I have tested linkedmdb-18-05-2009-dump.nt on Java Apache Jena, but on dotNetRDF throwing an exception as
VDS.RDF.Parsing.RdfParseException
HResult=0x80131500
Message=Invalid URI encountered, see inner exception for details
Source=dotNetRDF
StackTrace:
at VDS.RDF.Parsing.NTriplesParser.TryParseUri(TokenisingParserContext context, String uri)
at VDS.RDF.Parsing.NTriplesParser.TryParseTriple(TokenisingParserContext context)
at VDS.RDF.Parsing.NTriplesParser.Parse(TokenisingParserContext context)
at VDS.RDF.Parsing.NTriplesParser.Load(IRdfHandler handler, TextReader input)

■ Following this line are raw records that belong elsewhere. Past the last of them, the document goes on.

PR #2778, opened 2026-05-15
Handle text nodes in writable checks

mzl2233:
## Summary
- Resolve writable checks against the parent element when a text selector resolves to a text node
- Add unit coverage for contenteditable text-node writability

## Tests
- npx mocha tests/unit-tests/elements/element.test.js


zabil:
@mzl2233 can you please fix the formatting and sign the [DCO](https://github.com/getgauge/taiko/pull/2778/checks?check_run_id=76157262893)?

at ConsoleApp2_RDFWALKTHROUGH.Program.Main(String[] args) in
This exception was originally thrown at this call stack:
[External Code]
Inner Exception 1:
UriFormatException: Invalid URI: The hostname could not be parsed.
my c# code is as follow:
String inputFile = "D:/linkedmdb-18-05-2009-dump.nt";
IGraph g = new Graph();
NTriplesParser parser = new NTriplesParser(NTriplesSyntax.Original);
Console.WriteLine("RDF DS-1 Loading Started:");
parser.Load(g, new StreamReader(inputFile));
Console.WriteLine("RDF DS-1 Loading Finished:");
Console.WriteLine(new DateTime(loadingTime).ToShortTimeString());
Console.ReadLine();
Please guide me where I am wrong because it's very confusing that the same file is ok on Java but not parsing on dotNetRDF.

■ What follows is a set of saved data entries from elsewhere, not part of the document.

PR #2779, opened 2026-05-25
Keep TLS verification enabled for proxied browser downloads

darkdoomrag3:
## Summary

  This PR keeps TLS certificate validation enabled when Taiko downloads bundled Chromium through a configured proxy.

 Previously, `packages/taiko/lib/browser/fetcher.js` set `rejectUnauthorized = false` whenever `proxy-from-env` returned a proxy. That disabled certificate validation during
  install-time Chromium downloads.

  ## Security impact

  A user installing Taiko behind a configured proxy could receive and extract a forged Chromium archive without TLS certificate verification failing. Because the downloaded
  archive is later used as the browser executable, this creates a supply-chain code execution risk in environments where proxy settings can be influenced or where an untrusted
  proxy is used.

  ## Changes

  - Removed `options.rejectUnauthorized = false` from proxied Chromium download requests.
  - Kept proxy support through `https-proxy-agent`.
  - Added a regression test that asserts proxied Chromium download requests keep TLS verification enabled.

  ## Verification

  - Added unit test coverage in `tests/unit-tests/browserFetcher.test.js`.
  - Verified the focused regression test passes locally.

  ## Follow-up hardening

  A separate follow-up could add SHA-256 checksum verification for downloaded Chromium archives before extraction.


SECURITY_REVIEW_REPORT.md
zabil, line 1: @darkdoomrag3 can you please remove this file and add these details as a part of the PR description?

darkdoomrag3: Done, removed `SECURITY_REVIEW_REPORT.md` and added the details to the PR description.

zabil: I don't seem the description updated yet can you please check it again?
Also I ran the build and there are failures that might be related to this change

PR #449, opened 2020-09-25
Empty state for symptom checker

mattThousand:
### Why
We need an empty state for when the user does not have any symptom logs

### This Commit
This commit implements an empty state for when the user does not have any symptom logs


johnschoeman (approved):

devinjameson (approved):
🚢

The problem is that the dump contains an invalid IRI. At line 3104575 in the dump I downloaded from https://www.cs.toronto.edu/~oktie/linkedmdb/ there is the following:
<http://data.linkedmdb.org/film/9995> <http://xmlns.com/foaf/0.1/page> <http://?> .
The last IRI on that line is the one that is causing the parser to choke as ?
is not a valid character at that position in an IRI.